There are also the tobacco industry's courtroom victories against secondhand smoke claims. Six lawsuits by flight attendants have gone to juries. The tobacco industry has won five of those six. These are but a few of the many who have been critical or skeptical of allegations that secondhand smoke is a scientifically proven health risk.

So let me see if we can make sense of this. a federal judge says the EPa trumped up the evidence that secondhand smoke causes lung cancer. a prestigious medical journal publishes an editorial by a prominent health researcher criticizing a purported link between secondhand smoke and heart disease. The chairman of the EPa's review panel compared the risk of secondhand smoke to cross-town traffic. and juries don't seem inclined to reward secondhand smoke lawsuits.
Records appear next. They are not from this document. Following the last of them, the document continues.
PR #37, opened 2026-02-28
Add tree module

Max13245:
This PR introduces a generic tree struct to be used for 'package tree' related operations. It implements the display trait for nice display of any tree. It is also implemented in the installer, also removing the flattened dependency tree approach.

This PR also introduces an info command to show package info of installed packages. It accepts a tree parameter for the display of dependency trees.

### DIFF
--- a/src/cli/commands/info.rs
+++ b/src/cli/commands/info.rs
@@ -116,14 +116,14 @@ impl InfoArgs {
         }
         println!();
 
-        print!("Dependent: ");
-        if package_version.dependents.is_empty() {
-            print!("None");
-        }
-
         // Early return if verbose is disabled
         if !self.verbose {
             return;
+        }
+
+        print!("Dependent: ");
+        if package_version.dependents.is_empty() {
+            print!("None");
         }
 
         for dependent in &package_version.dependents {
--- a/src/cli/commands/info.rs
+++ b/src/cli/commands/info.rs
@@ -62,6 +62,7 @@ impl HandleCommand for InfoArgs {
 }
 
 impl InfoArgs {
+    /// Displays package info.
     fn display_package_info(&self, package: &InstalledPackage) {
         println!("{}", self.package.name);
         println!("{}", package.description);
@@ -79,6 +80,7 @@ impl InfoArgs {
         println!("Symlinked: {}", package.symlinked);
     }
 
+    /// Displays the package version info, also checking for the verbose flag for some info.
     fn display_package_version_info(&self, package_id: &PackageId, register: &PackageRegister, package: &InstalledPackage) {
         let package_version = match register.get_package_version(&package_id) {
             Some(package) => package,
--- a/src/cli/commands/info.rs
+++ b/src/cli/commands/info.rs
@@ -8,7 +8,7 @@ use crate::{
     installer::types::{OptionalPackageId, PackageId},
     repositories::manager::RepositoryManager,
     storage::{installed_package::InstalledPackage, package_register::PackageRegister},
-    utils::unwrap_or_exit::UnwrapOrExit,
+    utils::{tree::Node, unwrap_or_exit::UnwrapOrExit},
 };
 
 #[derive(Args, Debug)]
@@ -38,6 +38,18 @@ impl HandleCommand for InfoArgs {
                 exit(1)
             },
         };
+
+        // Display tree if tree flag is given
+        if self.tree {
+            if let Some(package_id) = self.package.versioned() {
+                let tree = Node::new(&package_id, &register).unwrap_or_exit(1);
+                println!("{tree}");
+                return;
+            } else {
+                error!(msg: "Displaying a tree requires package version to be specified.");
+                exit(1)
+            }
+        }
 
         // Show package version specific information
         if let Some(package_id) = self.package.versioned() {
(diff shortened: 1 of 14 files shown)


src/cli/commands/info.rs
```diff
@@ -0,0 +1,148 @@
...
+impl HandleCommand for InfoArgs {
+    fn handle(&self, _: &Config, _: &RepositoryManager) {
+        let register_dir = PackageRegister::get_default_path();
+        let register = PackageRegister::from(&register_dir).unwrap_or_exit(1);
+
+        // Get package information
+        let package = match register.get_package(&self.package.name) {
+            Some(package) => package,
+            None => {
+                error!(msg: "Package '{}' doesn't exist", self.package);
```
BraveChicken1:
```suggestion
                error!(msg: "Package '{}' is not installed", self.package);
```

src/cli/commands/info.rs
```diff
@@ -0,0 +1,148 @@
...
+
+        for dependent in &package_version.dependents {
+            print!("\n  - {dependent}");
+        }
+        println!();
+
+        // Early return if verbose is disabled
+        if !self.verbose {
+            return;
+        }
```
BraveChicken1: I would also only include dependent in the verbose mode

src/installer/installer.rs
```diff
@@ -365,28 +311,21 @@ impl<'a> Installer<'a> {
...
+            && !self.register.is_dependency(optional_id)
+            && *node.get_label() == DependencyTypes::Build
+        {
             self.uninstall(optional_id)?;
         }
 
+        // Remove children
+        for child in node.get_children_mut() {
+            self.remove_build_dependencies(child)?;
+        }
```
BraveChicken1, line 334: It would maybe be better to change this into an iterative method

src/utils/tree.rs
```diff
@@ -0,0 +1,201 @@
...
+    repositories::{error::RepositoryError, manager::RepositoryManager},
+    storage::package_register::PackageRegister,
+};
+
+#[derive(Debug)]
+pub struct Node<V, T: Eq> {
+    id: PackageId,
+    value: V,
+    children: Vec<Node<V, T>>,
+    label: T,
```
BraveChicken1: Since the variable is called `label`, it would probably be neater to use `L` for the generic type

src/utils/tree.rs
```diff
@@ -0,0 +1,201 @@
...
+
+    pub fn get_id(&self) -> &PackageId {
+        &self.id
+    }
+
+    pub fn get_value(&self) -> &V {
+        &self.value
+    }
+
+    pub fn get_children_as_id(&self, group: Option<T>) -> HashSet<PackageId> {
```
```suggestion
    pub fn get_children_ids(&self, group: Option<T>) -> HashSet<PackageId> {
```

BraveChicken1: Does group specify the label to filter on? Shouldn't it then be called `label`?

src/utils/tree.rs
```diff
@@ -0,0 +1,201 @@
...
+    pub fn new(package_id: &PackageId, register: &PackageRegister) -> Result<Self, TreeError> {
+        Node::new_impl(package_id, register, &|_| ((), ()))
+    }
+}
+
+#[derive(Debug, PartialEq, Eq, Clone)]
+pub enum DependencyTypes {
+    Normal,
+    Build,
+}
```
BraveChicken1: This enum should maybe be defined in in the installer module, since it belongs to the install

src/utils/tree.rs
```diff
@@ -0,0 +1,201 @@
...
+            dependencies
+                .into_iter()
+                .map(|d| {
+                    let install_meta = InstallMeta::new(manager, d)?;
+                    let latest_version = install_meta.package_metadata.get_latest_version(TARGET_ARCHITECTURE)?;
+                    let dependency_id = PackageId::new(d.get_name(), latest_version).expect("Expected valid dependency");
+                    Self::new_from_meta_impl(&dependency_id, install_meta, manager, DependencyTypes::Normal, include_build)
+                })
+                .collect::<Result<_, _>>()?
+        };
```
BraveChicken1: I would extract the dependencies.map and then conditionally add the build dependencies

BraveChicken1 (changes requested):
Looks good overall!

src/installer/installer.rs
Max13245: Yes maybe, but that might be a change for when we implement the parallelization.

src/utils/tree.rs
Max13245: Yes, I mainly named it group so we don't have label as a variable two times, but I could change that.

src/utils/tree.rs
Max13245: I was planning on putting the duplicate code into a separate method instead.

src/cli/commands/info.rs
Max13245: Do you mean to only add dependents (that makes sense) or only dependents as verbose data?

BraveChicken1: What I mean is that we move the dependent output into the verbose mode

src/utils/tree.rs
BraveChicken1: That would also be fine

BraveChicken1 (approved):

But it's a RICO offense for the tobacco industry to say and do these same things?

President Bush was critical of the DOJ suit during the 2000 campaign, saying that he was "troubled by the Justice Department's reversal" of a previous position that there was no merit for a federal lawsuit. President Bush added that he hoped "the era of big government is not replaced by the era of big lawsuits." If the president doesn't get a grip on the Department of Justice, businesses could be threatened in the future with similar RICO lawsuits anytime they find themselves disagreeing with the government over scientific issues — blaming the food industry for obesity and the energy industry for global warming  are two ongoing controversies that come to mind.

Until the president does something about the DOJ's rogue $280 billion lawsuit against the tobacco industry, cries about John Edward's trial lawyer connections will ring hollow.